Then I took Tash to the Pet Expo at the mall once. one nice gentalmen opened the door for us and asked "She's a german Shepherd mixed with what?" I kindly told him she was a pure GSD. He stated after that that he was "tricked" because she was a young one -she was 8 or 9 months I think and was really leggie and lean.

Hsd a few other people ask what she was mixed with.

I've even had someone ask me if she was a K-9, that was an ocward situation lol. They were a group of people doing odd stuff in front of my house

For the most part though people here are pretty good about getting that she's a pure GSD and all love her


----------



## kbigge (Dec 29, 2007)

I've been asked if Kodee is a shepherd mix (he's coated). I explain that no, he's a purebred long stock-coated GSD. (I get tired of repeating that long phrase!







). It doesn't help that he has one ear glued up - people are also always asking "What happened to his ear?" (Man, that ear better stay up or I'll never stop getting questions about "what is he?") When he was smaller, and more fluffly, I had a couple of people ask me if he's a husky. I get tired of people asking if he's a mix, so they get the long lecture, too, about different coat types, etc. LOL! Usually they are sorry they said anything...
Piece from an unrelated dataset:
PR #34, opened 2021-09-01
wrapping native tokens in erc20

### LINKED ISSUE #24: Problem: Wrapping native tokens in evm contract is not supported
Implement the scenario 1 in https://github.com/tharsis/ethermint/discussions/392

- Suggestion from @tomtau : Not allowing gas token to be wrapped in that way, since they can be wrapped normally like `WETH`.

One thing I love, though, is pretty much everyone says "Well, whatever he is, he's gorgeous!" LOL!


----------



## Amaruq (Aug 29, 2001)

My sables do not get it that much but Phoenix (my solid black) got the black lab thing alot. I told who knows how many people that he was a Shepherd because labs are not as smart or bidable as he was.
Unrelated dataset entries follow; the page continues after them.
PR #35, opened 2021-09-01
Add support for ibc hooks & add unit tests

thomas-nguy:
#33 #36

Tested with Solo Machine and it works fine

Todo 
- [x] Add tests
# PR Checklist:

- [x] Have you read the [CONTRIBUTING.md](https://github.com/crypto-org-chain/chain-main/blob/master/CONTRIBUTING.md)?
- [x] Does your PR follow the [C4 patch requirements](https://rfc.zeromq.org/spec:42/C4/#23-patch-requirements)?
- [x] Have you rebased your work on top of the latest master? 
- [x] Have you checked your code compiles? (`make`)
- [ ] Have you included tests for any non-trivial functionality?
- [x] Have you checked your code passes the unit tests? (`make test`)
- [x] Have you checked your code formatting is correct? (`go fmt`)
- [x] Have you checked your basic code style is fine? (`golangci-lint run`)
- [ ] If you added any dependencies, have you checked they do not contain any known vulnerabilities? (`go list -json -m all | nancy sleuth`)
- [ ] If your changes affect the client infrastructure, have you run the integration test?
- [ ] If your changes affect public APIs, does your PR follow the [C4 evolution of public contracts](https://rfc.zeromq.org/spec:42/C4/#26-evolution-of-public-contracts)?
- [ ] If your code changes public APIs, have you incremented the crate version numbers and documented your changes in the [CHANGELOG.md](https://github.com/crypto-org-chain/chain-main/blob/master/CHANGELOG.md)?
- [ ] If you are contributing for the first time, please read the agreement in [CONTRIBUTING.md](https://github.com/crypto-org-chain/chain-main/blob/master/CONTRIBUTING.md) now and add a comment to this pull request stating that your PR is in accordance with the [Developer's Certificate of Origin](https://github.com/crypto-org-chain/chain-main/blob/master/CONTRIBUTING.md#developer-certificate-of-originn).

Thank you for your code, it's appreciated! :)

PR #45, opened 2021-09-03
Problem: evm contract can't call native module message

### LINKED ISSUE #29: Problem: evm contract can't call native module message
- adr to ethermint: https://github.com/tharsis/ethermint/pull/429
- ref impl: https://github.com/tharsis/ethermint/pull/417

With above improvements to ethermint, we can implement EvmHooks in cronos to allow evm contract to call native modules, two potential use cases:
- evm contract call gravity `SendToEth` message, to make gravity bridge a eth-to-eth from user's perspective, make cosmos part become transparent to user.
- evm contract send ibc tokens through ibc channel.
- evm contract call bank send message, I think we don't have an immediate use case for that yet.

yihuang:
Closes #29 

Solution:
- implement bank and gravity evm hooks

# PR Checklist:


x/cronos/keeper/evmhooks.go
```diff
@@ -0,0 +1,148 @@
...
+			Type:    uint256Type,
+			Indexed: false,
+		}, abi.Argument{
+			Name:    "denom",
+			Type:    stringType,
+			Indexed: false,
+		}},
+	)
+	GravitySendEvent = abi.NewEvent(
+		"__CosmosNativeGravitySend",
```
thomas-nguy, line 49: I think it would be better to define more generic event for solidity users that does not know much about cosmos ecosystem. The term "CosmosNative" is quite confusing

Something like "TransferToEthereum" or "SendToChain(chainName,...)"

yihuang: One thing to consider here is to try to prevent name conflict when some contract does not intent to call native functionality but defines identical event name and signatures.

thomas-nguy: yeah maybe we can add a special character or prefix at the beginning to define the list of special instruction that can be uses in smart contract like 

@BankSend()  or CronosBankSend()
@IBCTransfer() or CronosIBCTransfer()
@EthereumTransfer() or CronosEthereumTransfer()

(Not sure if special character is allowed in events)

yihuang: - `__CronosNativeTransfer`
- `__CronosIBCTransfer`
- `__CronosEthereumTransfer`

Let's do this then.

x/cronos/keeper/evmhooks.go
```diff
@@ -0,0 +1,148 @@
...
+
+func NewBankSendHook(bankKeeper types.BankKeeper, cronosKeeper Keeper) *BankSendHook {
+	return &BankSendHook{
+		bankKeeper:   bankKeeper,
+		cronosKeeper: cronosKeeper,
+	}
+}
+
+func (h BankSendHook) PostTxProcessing(ctx sdk.Context, txHash common.Hash, logs []*ethtypes.Log) error {
+	for _, log := range logs {
```
thomas-nguy, line 81: could be cleanup a bit to loop only one time

I think instead of creating 2 hooks (for bank and gravity), you can define another interface which implement EventProcessing

yihuang: Yeah, do you mean to register the log processors into sth like: `event_id -> processer`? sounds good.

calvinaco: Will the log/event order make a difference? And in some cases a processor may need to handle multiple events?

yihuang: I just pushed a new implementation.

> Will the log/event order make a difference? And in some cases a processor may need to handle multiple events?

Currently we only have one handler for one event, if we need to support more, can change the `EventID` method to return an array.

leejw51crypto: where is decimal conversion 
10^8 -> 10^18 ?

yihuang: https://github.com/crypto-org-chain/cronos/pull/35
that is handled in this PR

leejw51crypto (approved):
lgtm

integration_tests/contracts/contracts/TestERC20A.sol
```diff
@@ -2,7 +2,14 @@ pragma solidity ^0.6.6;
...
 contract TestERC20A is ERC20 {
+	event __CronosNativeTransfer(address recipient, uint256 amount);
+	event __CronosEthereumTransfer(address recipient, uint256 amount, uint256 bridge_fee);
+
 	constructor() public ERC20("Bitcoin MAX", "MAX") {
 		_mint(msg.sender, 100000000000000000000000000);
 	}
+
+	function test_native_transfer(uint amount) public {
+		emit __CronosNativeTransfer(msg.sender, amount);
```
thomas-nguy, line 13: Don't u have to burn the amount?

imo `__CronosNativeTransfer` is not clear for the operation. A transfer imply an origin and a destination. 

Here it seems that you are either converting or minting?

It seems more that you are con

x/cronos/keeper/evmhooks.go
```diff
@@ -0,0 +1,191 @@
...
+	}
+	_, err = h.gravitySrv.SendToEthereum(sdk.WrapSDKContext(ctx), &msg)
+	if err != nil {
+		return err
+	}
+	return nil
+}
+
+// LogProcessEvmHook is an evm hook that convert specific contract logs into native module calls
+type LogProcessEvmHook struct {
```
thomas-nguy, line 161: Can maybe moved to another file to improve visibility

integration_tests/contracts/contracts/TestERC20A.sol
yihuang: This is solely for testing the native call, the semantic of the call is to transfer mapped native token from contract address to recipient.
But because we can't setup token mapping in e2e testing right now, so the test itself is not complete yet (there's a TODO in that).

x/cronos/keeper/evmhooks.go
yihuang: hmm, I moved the log handlers to separated files now.

x/cronos/keeper/evm_log_handlers.go
```diff
@@ -0,0 +1,154 @@
...
+
+	contractAddr := sdk.AccAddress(contract.Bytes())
+	recipient := sdk.AccAddress(unpacked[0].(common.Address).Bytes())
+	amount := sdk.NewIntFromBigInt(unpacked[1].(*big.Int))
+	bridgeFee := sdk.NewIntFromBigInt(unpacked[2].(*big.Int))
+	msg := gravitytypes.MsgSendToEthereum{
+		Sender:            contractAddr.String(),
+		EthereumRecipient: recipient.String(),
+		Amount:            sdk.NewCoin(denom, amount),
+		// FIXME bridge fee?
```
calvinaco, line 146: May I know what this FIXME concerns about?

integration_tests/contracts/contracts/TestERC20A.sol
thomas-nguy: so maybe `__CronosCosmosConvert` or `__CronosCosmosMint`?

x/cronos/keeper/evm_log_handlers.go
```diff
@@ -0,0 +1,154 @@
...
+)
+
+var (
+	_ types.EvmLogHandler = NativeTransferHandler{}
+	_ types.EvmLogHandler = EthereumTransferHandler{}
+)
+
+var (
+	// NativeTransferEvent represent the signature of
+	// `event __CronosNativeTransfer(address recipient, uint256 amount, string denom)`
```
thomas-nguy, line 22: I think you dont need the denom

x/cronos/keeper/evm_log_handlers.go
```diff
@@ -0,0 +1,154 @@
...
+	// EthereumTransferEvent represent the signature of
+	// `event __CronosEthereumTransfer(address recipient, uint256 amount, uint256 bridge_fee)`
+	EthereumTransferEvent abi.Event
+)
+
+func init() {
+	addressType, _ := abi.NewType("address", "", nil)
+	uint256Type, _ := abi.NewType("uint256", "", nil)
+	NativeTransferEvent = abi.NewEvent(
+		"__CronosNativeTransfer",
```
thomas-nguy, line 34: could use const for those string

x/cronos/keeper/evm_log_handlers.go
```diff
@@ -0,0 +1,154 @@
...
+	unpacked, err := NativeTransferEvent.Inputs.Unpack(data)
+	if err != nil {
+		// log and ignore
+		h.cronosKeeper.Logger(ctx).Error("log signature matches but failed to decode", "error", err)
+		return nil
+	}
+
+	denom, found := h.cronosKeeper.GetDenomByContract(ctx, contract)
+	if !found {
+		return errors.New("contract is not connected to native token")
```
thomas-nguy, line 94: I am thinking if we could wrap add those errors in the ethereum log, it could be nice

thomas-nguy: can you add the contract address in the error?

x/cronos/keeper/evm_log_handlers.go
```diff
@@ -0,0 +1,154 @@
...
+	amount := sdk.NewIntFromBigInt(unpacked[1].(*big.Int))
+	bridgeFee := sdk.NewIntFromBigInt(unpacked[2].(*big.Int))
+	msg := gravitytypes.MsgSendToEthereum{
+		Sender:            contractAddr.String(),
+		EthereumRecipient: recipient.String(),
+		Amount:            sdk.NewCoin(denom, amount),
+		// FIXME bridge fee?
+		BridgeFee: sdk.NewCoin(denom, bridgeFee),
+	}
+	_, err = h.gravitySrv.SendToEthereum(sdk.WrapSDKContext(ctx), &msg)
```
thomas-nguy, line 149: would it be more clean to call the keeper instead of msg_server? 

but I dont have strong opinion on this

x/cronos/keeper/evm_log_handlers.go
```diff
@@ -0,0 +1,154 @@
...
+	coins := sdk.NewCoins(sdk.NewCoin(denom, sdk.NewIntFromBigInt(unpacked[1].(*big.Int))))
+	err = h.bankKeeper.SendCoins(ctx, contractAddr, recipient, coins)
+	if err != nil {
+		return err
+	}
+
+	return nil
+}
+
+// EthereumTransferHandler handles `__CosmosNativeGravitySend` log
```
thomas-nguy, line 108: missing some test cases for this handler

x/cronos/keeper/evm_log_handlers.go
yihuang: The gravity implements the method on the server type rather than the keeper, thus we need the server to call the method.

x/cronos/keeper/evm_log_handlers.go
yihuang: > I am thinking if we could wrap add those errors in the ethereum log, it could be nice

I believe that’s the case, the error returned by hook is saved in the return value of the EVM call.
But I need to double check on the rpc response.

x/cronos/keeper/evm_log_handlers.go
yihuang: It should be removed now 😄

x/cronos/keeper/evm_log_handlers.go
thomas-nguy: you can use `keeper.createSendToEthereum` directly 

The cons is that you are losing the event and validation logic

The pro is that it is easier to mock. You can also define your own event

thomas-nguy: hmm actually the way it is implemented, its not easier to mock... I guess its fine

integration_tests/contracts/contracts/TestERC20A.sol
yihuang: > so maybe `__CronosCosmosConvert` or `__CronosCosmosMint`?

“Native” stands for native token, “Transfer” is also self explanatory I believe?

thomas-nguy: `is also self explanatory I believe?`

I dont think so..
"Native" has barely any meaning without context. And using "Transfer" without specifying a sender and destination sounds weird. 

If we can't find a proper short term to describe the operation, I would prefer to be very explicit and call the event 
"__CronosSendFromContractToAccount(receiver, amount)" instead...

yihuang: > `is also self explanatory I believe?`
> 
> I dont think so..
> "Native" has barely any meaning without context. And using "Transfer" without specifying a sender and destination sounds weird.
> 
> If we can't find a proper short term to describe the operation, I would prefer to be very explicit and call the event
> "__CronosSendFromContractToAccount(receiver, amount)" instead...
> 
> Mind that most smart contract developer won't have deep knowledge about the internal implementation, or cosmos implementation

I think the full version should be `__CronosSendNativeTokensFromContractToAccount` 😄

calvinaco: I agree with @thomas-nguy ... generally the best is we have a concise term, sometimes involve some domain knowledge, for the action; if not better be explicit than ambiguous.

x/cronos/keeper/evm_log_handlers.go
yihuang: fixed

integration_tests/contracts/contracts/TestERC20A.sol
yihuang: How about `__CronosNativeTokenTransfer`, if we look at the signature of the event, it's clear the first argument is the recipient:
```
event __CronosNativeTokenTransfer(address recipient, uint256 amount);
```

Also any suggestion to the name of `__CronosEthereumTransfer`?

x/cronos/keeper/evm_log_handlers.go
yihuang: fixed

x/cronos/keeper/evm_log_handlers.go
yihuang: done

integration_tests/contracts/contracts/TestERC20A.sol
calvinaco: In fact, the name CronosSendNativeTokensFromContractToAccount may still be confusing. Perhaps I overlook sth. But you don't have native tokens in a smart contract, so how can you send native tokens from contract to account? So at the end the name is still not self-explanatory?

But I got a smell that maybe it's over-correct for now 😂 because @yihuang you mentioned this test case is incomplete, so the true meaning may change again when work on it later.

In the code below it seems that it is trying to mint a new native token and credit to the user account?

thomas-nguy: when I read this line 
```__CronosNativeTokenTransfer(msg.sender, amount);```

I interpret it as "I am sending CRO amount from my account to the contract"

I think it is worth to spend some time so that we can have a consensus on the cronos events because they will be a standard for our platform in the future

Comment (thomas-nguy) [reply integration_tests/contracts/contracts/TestERC20A.sol:13]: actually the correct term would be 
``` __CronosSendCoinsFromContractToAccount ``` 

Because bank module use the term coin, not native token,  but since we don't specify the coin denom 

A more accurate term would be 

``` __CronosSendCosmosContractCoinFromContractToAccount ```  but well, its quite long

Comment (yihuang) [reply integration_tests/contracts/contracts/TestERC20A.sol:13]: > In fact, the name CronosSendNativeTokensFromContractToAccount may still be confusing. Perhaps I overlook sth. But you don't have native tokens in a smart contract, so how can you send native tokens from contract to account? So at the end the name is still not self-explanatory?
> 
> But I got a smell that maybe it's over-correct for now 😂 because @yihuang you mentioned this test case is incomplete, so the true meaning may change again when work on it later.
> 
> In the code below it seems that it is trying to mint a new native token and credit to the user account?

The meaning itself is clear here, it's just transformed to the call: `bankKeeper.SendCoins(contract, recipient, sdk.NewCoin(denom, amount))`.

Comment (thomas-nguy) [reply integration_tests/contracts/contracts/TestERC20A.sol:13]: Actually maybe we should change the event to be 
```
__CronosSendCoinFromContractToAccount(recipient, amount, denom)

```

That way, the trigger can be generic. You can send "Any coin" from the contract address to the recipient account, not only the gravity linked coin

File: x/cronos/keeper/evm_log_handlers.go (hunk 8 above)
Comment (yihuang) [reply x/cronos/keeper/evm_log_handlers.go]: https://github.com/tharsis/ethermint/blob/main/x/evm/keeper/state_transition.go#L198

Hmm, the detailed error won't appear in the response, the RPC user only sees a fixed error string.
But it do get logged in a logfile as an error.

File: integration_tests/contracts/contracts/TestERC20A.sol (hunk 3 above)
Comment (yihuang) [reply integration_tests/contracts/contracts/TestERC20A.sol:13]: I guess my habit of using native tokens coming from [cardano](https://developers.cardano.org/docs/native-tokens/).

Comment (calvinaco) [reply integration_tests/contracts/contracts/TestERC20A.sol:13]: > and the contract address should have the native tokens already.
Ohhhh, ok so I think this is the context I have overlooked before. Does it mean every contract will keep its own Cosmos native token?

Comment (yihuang) [reply integration_tests/contracts/contracts/TestERC20A.sol:13]: > > and the contract address should have the native tokens already.
> 
> Ohhhh, ok so I think this is the context I have overlooked. Does it mean every contract will keep its own Cosmos native token?

Yeah, when one converts native tokens to erc20 tokens, those tokens are locked under the contract address.

Comment (calvinaco) [reply integration_tests/contracts/contracts/TestERC20A.sol:13]: > I think it is worth to spend some time so that we can have a consensus on the cronos events because they will be a standard for our platform in the future

I agree, maybe we should have a separate issue for this discussion. That would better record our decision making process.

> Because bank module use the term coin, not native token, but since we don't specify the coin denom

Yes, I think we also need to better define these terms as well. I do use `native` all around to represent token that exists at the Cosmos level. i.e. Coin. But maybe this is not the convention in the Cosmos community. Have to be careful about this.

Comment (yihuang) [reply integration_tests/contracts/contracts/TestERC20A.sol:13]: > I agree, maybe we should have a separate issue for this discussion. That would better record our decision making process.

 https://github.com/crypto-org-chain/cronos/issues/60
 Opened an issue for this.

Comment (calvinaco) [reply integration_tests/contracts/contracts/TestERC20A.sol:13]: Thanks @yihuang 

Shall we discuss event naming pattern in the same issue or a separate one?

Comment (yihuang) [reply integration_tests/contracts/contracts/TestERC20A.sol:13]: `__CronosXTransferFromContract(address recipient, uint256 amount)`

Assume `X` here stands for the cosmos native token denom that is associated with the contract, I guess this pattern is clear enough?

Comment (calvinaco) [reply integration_tests/contracts/contracts/TestERC20A.sol:13]: When I think about it again, can we say "From" is implied because the action is "Send" and we are executing a contract? It is the "Subject" (what token) and "To" that's unclear.

So
```
___CronosSendXToAccount // Account or Native Account? need to address in the terminology issue
___CronosSendXToEthereum // Send X (From the contract account) To Ethereum
___CronosSendXToIBCChannel
// Similar to Gravity Bridge `SendToCosmos` but be more explicit about the token type
```

p.s. Having "From" is no harm, my motive is if we think event name is too long then we can think about to trim it or not. I am okay to include it and be more explicit. (Is there any restricting on event name length?)

x/cronos/keeper/evm_log_handlers.go
yihuang: yeah, just added, one negative case, one positive case.

x/cronos/keeper/evm_log_handlers.go
thomas-nguy: okay I created a new issue for that #61

thomas-nguy (approved):
LGTM except for the event name convention.

integration_tests/contracts/contracts/TestERC20A.sol
yihuang: > When I think about it again, can we say "From" is implied because the action is "Send" and we are executing a contract? It is the "Subject" (what token) and "To" that's unclear.
> 
> So
> 
> ```
> ___CronosSendXToAccount // Account or Native Account? need to address in the terminology issue
> ___CronosSendXToEthereum // Send X (From the contract account) To Ethereum
> ___CronosSendXToIBCChannel
> // Similar to Gravity Bridge `SendToCosmos` but be more explicit about the token type
> ```
> 
> p.s. Having "From" is no harm, my motive is if we think event name is too long then we can think about to trim it or not. I am okay to include it and be more explicit. (Is there any restricting on event name length?)

Looks good to me.
And let's use `NativeToken` for `X` for now?

thomas-nguy: Maybe 'X' can be omitted now?

__CronosSendToAccount
__CronosSendToEthereum
__CronosSendToIBCChannel

Even if we add `NativeToken` or `Coins`, it is not clear which coin is it. We need a proper term to designate the "Coin associated with the contract"

yihuang: > Maybe 'X' can be omitted now?
> 
> __CronosSendToAccount
> __CronosSendToEthereum
> __CronosSendToIBCChannel
> 
> Even if we add `NativeToken` or `Coins`, it is not clear which coin is it. We need a proper term to designate the "Coin associated with the contract"

Looks good too, I suppose we'll have detailed documentation about them as part of the CRC20 standard.

yihuang: https://github.com/crypto-org-chain/cronos/issues/62
opened issue and documented decision so far in it.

I also had Tika mistaken as a puppy. Had her in for her regular checkup and another person in the waiting room came up and asked how old she was. I replied "She is 6." "Ahhhh that is the FUN stage of having a puppy." I said, "Yes, 6 YEARS is a wonderful age!" She got all flustered, "But she is too small to be a German Shepherd!" I of course replied back that at 23+ inches and 68 pounds she was actually on the BIG side for a female!" She conceded and just walked away. I guess she ran out of feet to stick in her mouth. I guess her questions could have come because Tika was sitting on my lap.














I have to admit the staff was extremely entertained by the banter between us.


----------



## AbbyK9 (Oct 11, 2005)

Yes, absolutely.

My girl is just under 24" at the withers and just over 60lbs in weight. She's a German show line and red and black in color. Very "traditional" looking Shepherd, but with a more reddish coat and less of a black saddle than most people picture Shepherds as being.

I get questions all the time. "What kind of dog is that?" "What's she mixed with?" "Why is she so small?" "Is she still a puppy?" "How big will she get?" etc. etc.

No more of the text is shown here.